MS Purview Classifications with Regex

Question

MS Purview Classifications with Regex

Pedro Simões 20

I am working with custom classification rules in Microsoft Purview and would like to clarify how regex-based column and data patterns are evaluated during scans. I have several related questions and observations.

1. Column Pattern Regex Evaluation

When a custom classification rule is applied during a Purview scan, does the column pattern regex evaluate against:

the column name, or
the column displayName, or
both?

This distinction is important because I am working with data sources where the column name and display name differ.

2. Minimum Match Threshold and Sparse Columns

The minimum Data Pattern Match Threshold appears to be 1%. Is there any supported way to classify a column when the actual data match percentage is below 1%?

For example, if a column contains 999 NULL values and only 1 populated value, the effective match rate would be far below 1%. Even with a very permissive data pattern such as .*, it seems that the column would not be classified due to the threshold limitation. Is there any workaround or alternative approach for handling very sparse columns? I am asking this because I want to classify PII and even if 1 there is only 1 value in 1000 it is important to classify this column as PII.

3. Unexpected Classification Behavior with Column Patterns

I expected a column, from a Dataverse table, named iss_gendername to be classified by a custom rule configured as follows:

Column pattern: (?i)^.*gender.*

Data pattern: .*

Minimum match threshold: 1%

However, this column was not classified during the scan.

Notably:

The rule passes the “Test classification rule” feature when using a separate manually built CSV file containing a column named iss_gendername.

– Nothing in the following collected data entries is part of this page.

Issue #238, opened 2026-05-11
App freezes with multiple running agent sessions; subsequent relaunch fails with "Request init timed out"


shayliraz:
## Summary
Nimbalyst becomes unresponsive while ~3 agent sessions are running, and after a forced close the next launch fails with a database initialization timeout.

## Steps to reproduce
1. Have ~3 sessions running concurrently (agent runs + planning files open).
2. Continue working / let the agents run.
3. The UI freezes — the "work in progress" spinner stalls and nothing responds to clicks.
4. Wait. Windows eventually surfaces its "This app isn't responding — Close the program / Wait" dialog.
5. Force-close via Windows and relaunch Nimbalyst.

## Expected behavior
- The app stays responsive while multiple agent sessions run.
- If something does hang, relaunching restores a working app on the first try.

## Actual behavior
- UI spinner is stuck, the whole window stops responding, Windows flags it as not responding.
- On the first relaunch after the freeze, a modal appears: "Nimbalyst — Database Initialization Failed / Failed to initialize the database system. / Error: Request init timed out / Nimbalyst cannot continue without the database."
- A second relaunch starts successfully.
- This freeze has happened more than once ("again").

## Environment
- App version: 0.59.2
- OS: Windows 11 (10.0.26200)
- Arch: x64
- Electron: 41.0.4
- Node: 24.14.0
- Chrome: 146.0.7680.153

## Logs
Not collected — log-gathering tools were not available in this session.

karlwirth:
We have one more general preformance fix coming in the next release along with more logging to catch this.

If this happened while you were using worktrees, there is an additional performance fix in the worktree area that is coming in the next release as well.

ademczuk:
**The "Request init timed out" string is a 30-second IPC timeout between the main thread and the PGLite worker thread (`PGLiteDatabaseWorker.ts:658`), NOT a lock-acquisition timeout.** Causes are: worker thread failed to start, worker crashed silently during PGLite init, or PGLite init took longer than 30 seconds.

[...]

PR #300, opened 2026-05-14
fix(database): extend PGLite worker init timeout to 120s to survive WAL recovery on first relaunch after force-close (#238)

ademczuk:
## Summary

Partial fix for #238. Extends the PGLite worker `init` IPC timeout from 30s to 120s so the first relaunch after a force-close does not raise a `Database Initialization Failed` modal while WAL recovery is still in progress.

This is the recovery-symptom fix, not the freeze-itself fix. The underlying freeze when running 3+ concurrent agent sessions is a separate, larger investigation and remains open.

## Root cause of the modal

`PGLiteDatabaseWorker.sendMessage` (`packages/electron/src/main/database/PGLiteDatabaseWorker.ts:639`) defaults to a 30 000 ms timeout for every worker message:

```ts
private sendMessage(type: string, payload?: any, timeoutMs: number = 30000): Promise<any> { ... }
```

For normal `query` / `exec` messages that's fine. But `init` (line 372) does substantially more work:

- Acquire the `nimbalyst-db.pid` lock with PID-liveness checking
- Clean up stale `postmaster.pid` artifacts
- Open PGLite, which runs WAL replay after an unclean shutdown
- Run the schema migration pipeline
- If corruption is detected, run the auto-recovery flow (lines 374-490)

After the reporter's freeze + force-close, the first relaunch hit `Request init timed out` because PGLite was still mid-recovery at the 30s mark. A second relaunch then consistently succeeded because recovery had completed in the background between attempts.

## Fix

Add a module-level `INIT_TIMEOUT_MS = 120_000` constant and pass it to both init call sites:

- `doInitialize` (line 372) - cold-start init
- `recreateWorkerAndReinit` (line 243) - reinit after backup-restore recovery (where the just-restored DB also needs to replay WAL on first open)

The query/exec/getStats/verifyBackup timeouts are unchanged.

Two minutes covers the recovery window the reporter saw while still surfacing a genuinely-deadlocked init within a bounded wait rather than spinning forever.

## Why not 180s or 60s?

- **60s** would have caught the reporter's scenario based on "second relaunch succeeded immediately" suggesting recovery is around 30-50s, but offers no margin for slower disks or larger workspaces.
- **180s** is fine but adds 60s to the worst-case UX wait when init is genuinely deadlocked (worker bug, OS lockup). 120s is the safest middle ground.

Open to bumping further if signal comes in that 120s still trips on production hardware.

## What's NOT in this PR

- The freeze with 3+ concurrent agent sessions itself. That likely lives in the main-process event loop or the worker's serialized write queue, and needs heap profiling under load.
- Progress reporting from the worker to the main process during init. That would let us show a "Recovering database..." spinner instead of a silent 120s wait, but requires worker-protocol changes.
- A graceful retry on timeout. The lock-file plumbing makes that non-trivial because a retry would deadlock on its own PID. Worth exploring as a follow-up.

## Test plan

- [ ] Manual: simulate slow init by adding `await sleep(45_000)` to `worker.js` initialize() and verify the modal no longer fires; remove the artificial sleep before merging.
- [ ] Manual: confirm a genuinely-deadlocked init (e.g. add `await new Promise(() => {})` to worker init) still surfaces an error within 120s rather than hanging forever.

No automated test added: the change is a constant bump, and the meaningful verification is end-to-end behavior under unclean-shutdown conditions which is environment-dependent. Happy to add a `toHaveBeenCalledWith(120_000)` assertion on `sendMessage` if maintainers prefer.

Partial fix for #238.


ademczuk:
Auto-closed during today's fork-relationship reset on `ademczuk/nimbalyst` (sweep of all 7 of my open PRs). Resubmitted at #317 with identical branch contents. No code change.

PR #708, opened 2026-06-28
fix: inherit agent permissions in nested worktrees and subfolders

Cosnavel:
## Problem
Agent sessions running in a git worktree whose branch name contains a slash (e.g. `feature/foo`, `improvement/bar`) re-prompted for permission on **every** tool call, even when the parent project was set to **Allow All / bypass**. Project subfolders opened as workspaces had the same problem.

## Root cause
`resolveProjectPath` / `isWorktreePath` (in `workspaceDetection.ts`, plus the renderer mirror in `pathUtils.ts`) matched only a single path segment after `_worktrees/` (`[^/]+$`). Branch-style names create nested directories (`<project>_worktrees/feature/foo`), so the regex failed, the worktree never resolved to its parent project, and the stored permission mode was not inherited — the workspace was treated as untrusted.

## Fix
- Broaden the worktree-detection regexes (`[^/]+$` → `.+$`) in both the main-process and renderer copies so nested/branch-style worktrees resolve to their parent project.
- Add `findNearestAncestor`, a pure directory walk-up helper.
- Permission **reads** (mode / trust / classifier) now resolve a worktree to its parent project and then walk up to the nearest explicitly-trusted ancestor, so project subfolders inherit the project's permissions too. **Writes** stay on the project path so a subfolder never silently overwrites an ancestor's mode.

## Tests
Added unit cases for nested worktrees, subfolders, trailing slashes and the `_worktrees_backup` decoy, plus coverage for `findNearestAncestor`, in `workspaceDetection.test.ts` and `pathUtils.test.ts`.

## Verification note
Developed in an isolated worktree without an installed toolchain, so the logic was verified against the real source via Node type-stripping (31/31 assertions green) and all files pass a type-stripped syntax check. CI runs the full typecheck + vitest suite.


ademczuk (commented):
Really nicely built, and the tests carry it. A couple of calls that stand out as the right ones:

- The read-vs-write asymmetry is the thoughtful part. Reads resolve through `resolvePermissionReadPath` (worktree to parent, then the nearest trusted ancestor), but writes stay on `resolveProjectPath`, so a mode set on a subfolder can never silently overwrite an ancestor's mode. The doc comment calls that out, which is exactly the trap to flag.
- Coverage is thorough: nested branch-style worktrees, the subfolder cascade, the `_worktrees_backup` decoy, and the `findNearestAncestor` edge cases (start-path match, most-specific ancestor, root termination). Mirroring the renderer-side copy in `pathUtils` with its own tests is a good guard against silent drift.

One trust-boundary question on the cascade, since this is the permission path. `resolvePermissionReadPath` walks up via `findNearestAncestor` to the nearest ancestor that has any explicit `permissionMode`, and the predicate has no project-root boundary. So a brand-new untrusted project nested under a previously-trusted parent would inherit the parent's mode without a fresh prompt. Concretely: if someone once set "allow-all" on `~/code`, then opens `~/code/some-fresh-clone`, `isWorkspaceTrusted` now resolves up to `~/code` and reports trusted, where before it would have prompted for the new project. Worktrees and real subfolders inheriting the project is clearly intended and good; the part worth a second look is that the ancestor walk also crosses into a sibling project when projects are nested under a trusted directory. Is that the intended scope, or should the walk stop at a project root / be limited to the known worktree set?

The worktree and subfolder fix itself looks solid. Thanks for the test mirror.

Another column named Gender was classified by the same rule.

I observed that both columns share the same Fully Qualified Name (FQN) in Purview.

This raised the question of whether having multiple columns with the same FQN can prevent one of them from being classified or if it has anything to do with the way this column exists inside Dataverse.

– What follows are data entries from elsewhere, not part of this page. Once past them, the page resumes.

PR #710, opened 2026-06-28
feat: fork an AI chat from a specific message

Cosnavel:
## What

Cursor-style chat forking: from any message in an AI chat, branch into a **new session** that continues from that point, leaving the original untouched.

## How

- **Backend** (`SessionManager.branchSession`): copies the parent's transcript up to the chosen branch point into the new session, so the fork is self-contained (survives deletion of the original). Agent providers (Claude Code) are clamped to a latest-message fork — their SDK can only resume from the end and continues via the native session fork; chat providers (Claude/OpenAI/LM Studio) fork at any message and replay the copied history.
- **UI** (`RichTranscriptView` / `AgentTranscriptPanel`): a "Fork from here" hover action next to Copy, shown on every user/assistant message for chat providers and only on the last message for Claude Code.
- **Wiring** (`branchSessionActionAtom` / `SessionTranscript`): forwards the clicked message id as the branch point. The existing whole-session branch keeps working unchanged (the atom still accepts a plain session id).

## Commits

1. feat(ai): copy transcript up to the branch point when forking a session
2. test(ai): cover branchSession history copy and agent-provider clamp
3. feat(transcript): add "Fork from here" action to messages
4. feat(ai-chat): fork from a transcript message into a new session
5. docs: add changelog entry for chat forking

## Testing

- New unit tests in `SessionManager.test.ts` cover the chat-provider copy and the agent-provider clamp.
- Note: not executed in this environment (no local `node_modules`) — please let CI run `vitest` and `tsc`.
- Manual: open a Claude/OpenAI chat, hover a message, choose "Fork from here" → a new session opens with the conversation up to that point. For Claude Code the action appears only on the latest message.

### DIFF
--- a/CHANGELOG.md
+++ b/CHANGELOG.md
@@ -10,6 +10,7 @@ and this project adheres to [Semantic Versioning](https://semver.org/spec/v2.0.0
 
 ### Added
 <!-- New features go here -->
+- Fork an AI chat from a specific message: hover a message and pick "Fork from here" to branch into a new session that continues from that point, leaving the original untouched.
 
 ### Changed
 <!-- Changes to existing functionality go here -->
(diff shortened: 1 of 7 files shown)


Cosnavel:
@ghinkle @ademczuk think would be really useful to merge

justinmwarner:
image
Not exactly the same, but maybe solves the same problem

PR #712, opened 2026-06-28
feat: edit a previously-sent message and rewind the conversation

Cosnavel:
## What

Adds Cursor-style **"edit a previously-sent message + rewind"** to the AI chat. Two user scenarios, one backend primitive (`ai:rewindSession`):

1. **Stop & fix the last message** — interrupt a running turn, edit the message you just sent, continue.
2. **Rewind several turns back** — edit an earlier message, destructively discard everything after it in the same session, and re-run from that point.

## How it works

Hover a user message → **pencil** → inline editor (⌘/Ctrl+Enter saves, Esc cancels). On save, if there is downstream history, a dialog asks **"Nur Chat zurücksetzen" / "Chat + Dateien zurücksetzen" / Abbrechen** (with counts of affected messages/files). Then:

`ai:rewindSession` → stop the in-flight turn + drop queued prompts → (optional) revert files → truncate the session at the target (inclusive) → reset the provider session → reparse the transcript → re-send the edited text as the new turn at the rewound position.

## Key decisions

- **Destructive** truncation in the same session; the edited message replaces the old one at its position.
- **Context kept for agent providers:** Claude Code / Codex own their conversation history internally and their SDKs can't truncate mid-conversation, so rewind starts a fresh provider session and injects a bounded, reconstructed prior-conversation prefix into the *provider-bound* message only (never shown in the UI). Chat providers replay their full message array and need no prefix.
- The canonical transcript event id is an in-memory sequence, **not** the raw `ai_agent_messages` id — so a new `rawMessageId` is threaded onto user messages, giving the UI a stable anchor for the row to truncate.

## Tested

- Both `runtime` and `electron` packages: `tsc --noEmit` clean.
- Truncation primitive against a **real PGLite engine** (FK CASCADE on `ai_tool_call_file_edits` + in-place content/searchable update).
- `rawMessageId` threading through the real parse → project pipeline.
- 547 runtime + 12 electron rewind-related tests green; no regressions in existing transcript tests.

## Not yet verified end-to-end

The full in-app UI flow (pencil → dialog → rewind → re-send) has **not** been exercised in a running app yet — needs manual / Playwright E2E verification.

## Known v1 limitations

- **File revert** is best-effort (snapshot-retention-bounded) and **never deletes files** — AI-created files with no recoverable baseline are reported (`unrevertableFiles`), not removed, for file-safety.
- **Cross-device (mobile) truncation sync is deferred** — the personal sync protocol has no delete/truncate message; desktop is local-authoritative and mobile reconciles on the next full index sync.

## Commits

7 granular commits, one per layer: raw-id threading → store truncation/edit → `RewindSessionService` → file revert → IPC + replay wiring → transcript edit UI → confirm dialog + orchestration.

### DIFF
--- a/CHANGELOG.md
+++ b/CHANGELOG.md
@@ -10,6 +10,7 @@ and this project adheres to [Semantic Versioning](https://semver.org/spec/v2.0.0
 
 ### Added
 <!-- New features go here -->
+- Edit a message you already sent and rewind the conversation to it: fix or redirect it, discard everything after, and re-run from that point — with an option to also undo file changes made since. The agent keeps the earlier context.
 
 ### Changed
 <!-- Changes to existing functionality go here -->
--- a/packages/electron/src/main/HistoryManager.ts
+++ b/packages/electron/src/main/HistoryManager.ts
@@ -1287,6 +1287,43 @@ export class HistoryManager {
     }
   }
 
+  /**
+   * Fetch a file's content as of a point in time within a session: the newest
+   * snapshot for (filePath, sessionId) whose timestamp is <= `timestampMs`.
+   * Used by the edit/rewind file-revert to restore a file to its as-of-message-N
+   * state. Best-effort -- bounded by snapshot retention. Returns null when no
+   * in-session snapshot at or before the cutoff exists.
+   */
+  async getSnapshotContentAsOf(
+    filePath: string,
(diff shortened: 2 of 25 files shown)


Cosnavel:
@ghinkle @ademczuk what do you think about the pr ?

PR #713, opened 2026-06-28
fix(claude-cli): launch claude.exe/.cmd on Windows instead of the npm shim

### LINKED ISSUE #684: Windows: Claude Plan authenticates but every prompt fails with PTY CreateProcess error 193 (ERROR_BAD_EXE_FORMAT)

ademczuk:
Closes #684. Supersedes #686, reopened with a tighter description.

On Windows, Claude authenticates but every `claude-code-cli` prompt dies at PTY launch with `CreateProcess` 193 (`ERROR_BAD_EXE_FORMAT`). @karlwirth diagnosed it, including the detection-vs-launch asymmetry. Two Windows-only causes, both fixed here:

1. **Wrong executable.** `claudeExecutableResolver.ts` probed only an extensionless `claude`, so it returned the npm sh-shim that node-pty cannot launch. Detection already probes `.exe`/`.cmd`, which is why the app shows Claude installed while launch fails. Now on `win32` it probes `.exe`, then `.cmd`, then extensionless at each candidate, plus the npm-global dir. Off-Windows the probe list stays `['']`, so resolution is byte-for-byte unchanged.
2. **Truncated args on the `.cmd` path.** node-pty runs a `.cmd` through cmd.exe, which is line-oriented, so the multi-line `--append-system-prompt` arrived truncated at its first line. Now CR/LF runs collapse to a space in arg values only when the resolved executable is a `.cmd`/`.bat` on `win32`.

Tests: resolver (shim vs `.exe` vs `.cmd` precedence, the npm-global case) and spawn-config (newline collapse on and off the `.cmd` path), red without the fix and green with it. Verified against a real Windows `claude` install; `packages/electron` typecheck clean.

Regression risk: none off-Windows. Both changes are gated on `win32` (Part 2 also on a `.cmd`/`.bat` executable).

### DIFF
--- a/CHANGELOG.md
+++ b/CHANGELOG.md
@@ -65,6 +65,7 @@ and this project adheres to [Semantic Versioning](https://semver.org/spec/v2.0.0
 - Committing no longer triggers a burst of slow database queries that briefly hitched the app.
 - Excalidraw drawings shared with the team no longer open blank or render with a light canvas in dark mode.
 - Reopening a shared document in Shared Docs mode no longer instantly closes the tab.
+- Windows: Claude Code CLI chat sessions now start instead of failing immediately on launch. (#684)
 
 ### Removed
 <!-- Removed features go here -->
--- a/packages/electron/src/main/services/ai/__tests__/claudeCliSpawnConfig.test.ts
+++ b/packages/electron/src/main/services/ai/__tests__/claudeCliSpawnConfig.test.ts
@@ -433,3 +433,38 @@ describe('resolveClaudeCliModelArg', () => {
     expect(resolveClaudeCliModelArg('   ')).toBeUndefined();
   });
 });
+
+// #684: node-pty runs a `.cmd`/`.bat` through cmd.exe, which is line-oriented, so
+// a newline inside an arg truncates the command line. Nimbalyst's multi-line
+// `--append-system-prompt` must be single-lined for the `.cmd` launch path.
+describe('buildClaudeCliSpawnConfig Windows .cmd newline handling (#684)', () => {
+  const base = { cwd: 'C:\\work', baseEnv: {} as Record<string, string | undefined> };
+
+  it('collapses newline args on the Windows .cmd path so the multi-line --append-system-prompt survives', () => {
+    const cfg = buildClaudeCliSpawnConfig({
+      ...base,
+      claudeExecutable: 'C:\\Users\\t\\AppData\\Roaming\\npm\\claude.cmd',
+      platform: 'win32',
+    });
+    expect(cfg.args.some((a) => /[\r\n]/.test(a))).toBe(false);
+    const i = cfg.args.indexOf('--append-system-prompt');
+    expect(i).toBeGreaterThan(-1);
+    expect(cfg.args[i + 1]).toContain('Nimbalyst');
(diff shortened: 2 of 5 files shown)


ghinkle:
Thanks for the follow through on this one. Appreciate it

Any clarification on these behaviors, particularly around regex evaluation targets, minimum match thresholds, and FQN handling, would be greatly appreciated.

Thank you.

1 answer

Your answer

Answer 1

Hi Pedro Simões,
It sounds like you have several detailed questions regarding custom classification rules in Microsoft Purview. Let’s break down your inquiries:

Column Pattern Regex Evaluation: When applying custom classification rules, the regex evaluates against both the column name and the column display name. If they differ, both are checked to ensure maximum accuracy.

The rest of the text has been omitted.